Stored data entries:
PR #347, opened 2018-04-09
Project page spa

hanars:


seqr/views/apis/individual_api.py
```diff
@@ -118,42 +114,101 @@ def edit_individuals_handler(request, project_guid):
...
-    if modified_individuals_by_guid is None:
-        return create_json_response(
-            {}, status=400, reason="'modifiedIndividuals' not specified")
+    update_individuals = {
+        ind['individualGuid']: (Individual.objects.get(guid=ind['individualGuid']), ind) for ind in modified_individuals_list
+    }
 
-    # edit individuals
-    modified_individuals_list = list(modified_individuals_by_guid.values())
+    errors = []
```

- AIM OF THE TASK -
The records above should be copied out again in full, exactly as they appear.

- RESPONSE AREA -
PR #347, opened 2018-04-09
Project page spa

hanars:


seqr/views/apis/individual_api.py
```diff
@@ -118,42 +114,101 @@ def edit_individuals_handler(request, project_guid):
...
-    if modified_individuals_by_guid is None:
-        return create_json_response(
-            {}, status=400, reason="'modifiedIndividuals' not specified")
+    update_individuals = {
+        ind['individualGuid']: (Individual.objects.get(guid=ind['individualGuid']), ind) for ind in modified_individuals_list
+    }
 
-    # edit individuals
-    modified_individuals_list = list(modified_individuals_by_guid.values())
+    errors = []
```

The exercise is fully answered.